(TASK TO CARRY OUT) For the records that follow, give the number of lines containing the word "command", with no added text.

Start of RECORDS TO USE

PR #6992, opened 2024-04-29
Support `ahead of time (AOT) cross-device compilation`

zpcore:
## Summary
This is the first commit for supporting AOT compilation. Basically this allows us to compile TPU XLA executable on a CPU devices. Below is the command to run AOT compilation:
```
PJRT_DEVICE=AOT-v4:2x2x1  XLA_PERSISTENT_CACHE_PATH=./  python sample.py
```
In the command, we need two things:
1. Setup `PJRT_DEVICE`  to `AOT-...`. The suffix part should be the topology of the targeting TPU device that we want to compile.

End of RECORDS TO USE

(TASK OUTPUT) 2